*Instructions for the task:* Of the entries below, return only those lines from the line with "## Steps to Reproduce the Problem" to the line with "If this solution", exactly, both included.

START Data under study

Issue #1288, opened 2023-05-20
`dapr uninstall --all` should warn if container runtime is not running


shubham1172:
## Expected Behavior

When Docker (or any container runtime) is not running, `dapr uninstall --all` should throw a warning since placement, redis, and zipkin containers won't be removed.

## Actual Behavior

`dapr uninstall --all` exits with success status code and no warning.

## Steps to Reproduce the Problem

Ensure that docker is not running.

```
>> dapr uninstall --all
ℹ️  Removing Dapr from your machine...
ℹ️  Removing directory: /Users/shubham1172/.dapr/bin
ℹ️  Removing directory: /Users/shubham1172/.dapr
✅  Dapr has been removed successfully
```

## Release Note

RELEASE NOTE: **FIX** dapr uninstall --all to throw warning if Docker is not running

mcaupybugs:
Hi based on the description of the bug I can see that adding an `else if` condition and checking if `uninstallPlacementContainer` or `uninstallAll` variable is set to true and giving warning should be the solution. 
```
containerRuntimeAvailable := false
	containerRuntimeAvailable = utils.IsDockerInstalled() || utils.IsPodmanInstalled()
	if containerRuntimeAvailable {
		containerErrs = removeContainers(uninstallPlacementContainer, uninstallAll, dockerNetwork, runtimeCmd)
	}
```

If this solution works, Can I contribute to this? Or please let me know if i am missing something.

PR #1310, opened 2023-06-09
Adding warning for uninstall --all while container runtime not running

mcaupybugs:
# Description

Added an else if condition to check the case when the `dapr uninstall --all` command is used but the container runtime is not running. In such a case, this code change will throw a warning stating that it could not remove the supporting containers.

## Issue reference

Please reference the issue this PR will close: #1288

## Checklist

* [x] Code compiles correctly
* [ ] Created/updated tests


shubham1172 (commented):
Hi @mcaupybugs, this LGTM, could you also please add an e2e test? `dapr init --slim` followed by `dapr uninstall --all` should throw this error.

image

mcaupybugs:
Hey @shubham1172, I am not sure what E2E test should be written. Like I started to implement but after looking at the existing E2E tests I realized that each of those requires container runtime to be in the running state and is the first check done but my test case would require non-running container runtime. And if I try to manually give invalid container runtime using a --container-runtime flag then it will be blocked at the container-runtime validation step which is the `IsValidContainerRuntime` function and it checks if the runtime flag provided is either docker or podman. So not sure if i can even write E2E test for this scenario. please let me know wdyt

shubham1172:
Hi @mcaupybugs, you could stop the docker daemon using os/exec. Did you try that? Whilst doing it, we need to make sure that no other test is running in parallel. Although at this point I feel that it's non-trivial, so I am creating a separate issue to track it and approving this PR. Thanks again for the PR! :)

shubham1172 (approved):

END Data under study

*Task result:*
## Steps to Reproduce the Problem

Ensure that docker is not running.

```
>> dapr uninstall --all
ℹ️  Removing Dapr from your machine...
ℹ️  Removing directory: /Users/shubham1172/.dapr/bin
ℹ️  Removing directory: /Users/shubham1172/.dapr
✅  Dapr has been removed successfully
```

## Release Note

RELEASE NOTE: **FIX** dapr uninstall --all to throw warning if Docker is not running

mcaupybugs:
Hi based on the description of the bug I can see that adding an `else if` condition and checking if `uninstallPlacementContainer` or `uninstallAll` variable is set to true and giving warning should be the solution. 
```
containerRuntimeAvailable := false
	containerRuntimeAvailable = utils.IsDockerInstalled() || utils.IsPodmanInstalled()
	if containerRuntimeAvailable {
		containerErrs = removeContainers(uninstallPlacementContainer, uninstallAll, dockerNetwork, runtimeCmd)
	}
```

If this solution works, Can I contribute to this? Or please let me know if i am missing something.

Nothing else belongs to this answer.